***** Exercise data
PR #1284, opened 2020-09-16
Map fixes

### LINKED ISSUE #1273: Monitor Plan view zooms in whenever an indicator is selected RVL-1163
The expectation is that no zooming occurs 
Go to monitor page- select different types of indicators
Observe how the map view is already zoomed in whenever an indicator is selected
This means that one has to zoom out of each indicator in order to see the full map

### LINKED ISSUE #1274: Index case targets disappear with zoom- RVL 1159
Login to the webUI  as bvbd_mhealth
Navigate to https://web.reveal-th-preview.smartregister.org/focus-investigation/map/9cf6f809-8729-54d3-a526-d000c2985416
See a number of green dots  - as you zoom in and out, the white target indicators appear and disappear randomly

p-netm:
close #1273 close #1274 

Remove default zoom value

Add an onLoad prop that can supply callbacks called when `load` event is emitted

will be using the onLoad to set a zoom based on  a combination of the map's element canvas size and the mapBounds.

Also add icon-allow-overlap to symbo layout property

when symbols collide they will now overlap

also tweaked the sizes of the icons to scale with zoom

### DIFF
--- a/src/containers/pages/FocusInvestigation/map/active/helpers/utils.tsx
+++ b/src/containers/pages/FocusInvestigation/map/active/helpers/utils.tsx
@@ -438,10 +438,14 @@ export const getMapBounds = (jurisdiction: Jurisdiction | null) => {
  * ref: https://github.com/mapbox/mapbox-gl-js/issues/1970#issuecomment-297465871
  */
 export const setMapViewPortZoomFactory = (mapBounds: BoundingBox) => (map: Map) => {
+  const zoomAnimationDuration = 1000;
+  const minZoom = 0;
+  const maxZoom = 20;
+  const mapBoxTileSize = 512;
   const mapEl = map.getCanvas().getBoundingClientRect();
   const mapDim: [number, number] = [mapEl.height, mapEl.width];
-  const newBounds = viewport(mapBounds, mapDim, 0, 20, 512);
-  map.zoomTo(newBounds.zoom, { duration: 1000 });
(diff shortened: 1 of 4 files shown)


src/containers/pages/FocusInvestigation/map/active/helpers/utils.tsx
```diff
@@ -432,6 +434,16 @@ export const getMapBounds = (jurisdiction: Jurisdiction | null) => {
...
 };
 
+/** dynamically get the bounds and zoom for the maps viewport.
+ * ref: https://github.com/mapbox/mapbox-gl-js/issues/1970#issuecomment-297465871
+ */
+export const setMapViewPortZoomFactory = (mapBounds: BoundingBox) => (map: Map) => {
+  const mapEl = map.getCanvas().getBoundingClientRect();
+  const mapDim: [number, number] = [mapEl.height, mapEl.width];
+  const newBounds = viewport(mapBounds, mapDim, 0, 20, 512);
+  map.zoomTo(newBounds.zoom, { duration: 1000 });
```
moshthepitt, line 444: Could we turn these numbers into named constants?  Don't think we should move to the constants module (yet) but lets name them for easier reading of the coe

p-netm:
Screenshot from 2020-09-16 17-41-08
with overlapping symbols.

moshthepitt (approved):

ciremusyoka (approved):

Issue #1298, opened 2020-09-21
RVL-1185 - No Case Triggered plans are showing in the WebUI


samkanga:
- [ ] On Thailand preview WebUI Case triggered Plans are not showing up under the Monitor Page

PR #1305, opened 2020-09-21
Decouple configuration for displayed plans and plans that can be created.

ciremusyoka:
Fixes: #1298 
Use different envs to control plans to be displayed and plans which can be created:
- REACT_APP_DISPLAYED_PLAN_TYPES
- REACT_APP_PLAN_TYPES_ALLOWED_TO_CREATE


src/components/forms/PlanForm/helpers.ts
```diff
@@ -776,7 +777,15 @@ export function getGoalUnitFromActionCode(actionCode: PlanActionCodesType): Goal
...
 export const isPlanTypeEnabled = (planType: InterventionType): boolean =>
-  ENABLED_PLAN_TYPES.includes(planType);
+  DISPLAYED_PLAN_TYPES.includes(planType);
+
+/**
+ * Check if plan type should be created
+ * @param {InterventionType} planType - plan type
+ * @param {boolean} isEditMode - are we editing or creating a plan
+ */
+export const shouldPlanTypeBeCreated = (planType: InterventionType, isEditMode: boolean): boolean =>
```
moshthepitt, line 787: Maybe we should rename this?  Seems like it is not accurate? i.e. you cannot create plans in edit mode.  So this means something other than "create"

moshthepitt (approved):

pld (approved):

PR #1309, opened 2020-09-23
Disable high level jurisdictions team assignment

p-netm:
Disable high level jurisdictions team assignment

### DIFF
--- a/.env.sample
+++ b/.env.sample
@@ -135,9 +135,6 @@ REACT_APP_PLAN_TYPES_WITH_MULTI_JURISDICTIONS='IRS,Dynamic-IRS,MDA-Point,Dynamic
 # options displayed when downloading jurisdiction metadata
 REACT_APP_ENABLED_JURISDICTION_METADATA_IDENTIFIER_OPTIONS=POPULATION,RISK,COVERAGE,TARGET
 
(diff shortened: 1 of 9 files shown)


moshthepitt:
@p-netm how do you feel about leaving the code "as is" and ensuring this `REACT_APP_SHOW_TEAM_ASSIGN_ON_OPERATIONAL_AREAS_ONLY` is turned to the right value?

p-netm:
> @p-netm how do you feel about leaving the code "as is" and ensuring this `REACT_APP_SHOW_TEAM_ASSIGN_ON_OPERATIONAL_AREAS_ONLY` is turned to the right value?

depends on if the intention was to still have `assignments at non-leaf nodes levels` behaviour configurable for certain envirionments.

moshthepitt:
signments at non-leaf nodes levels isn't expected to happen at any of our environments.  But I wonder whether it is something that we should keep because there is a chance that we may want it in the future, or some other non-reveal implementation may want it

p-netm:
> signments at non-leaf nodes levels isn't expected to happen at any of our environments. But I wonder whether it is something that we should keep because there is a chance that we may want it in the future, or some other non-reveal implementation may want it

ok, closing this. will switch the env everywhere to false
**********
## Activity
Filter the entries and copy each line with "BoundingBox".

## Exercise output
 export const setMapViewPortZoomFactory = (mapBounds: BoundingBox) => (map: Map) => {
+export const setMapViewPortZoomFactory = (mapBounds: BoundingBox) => (map: Map) => {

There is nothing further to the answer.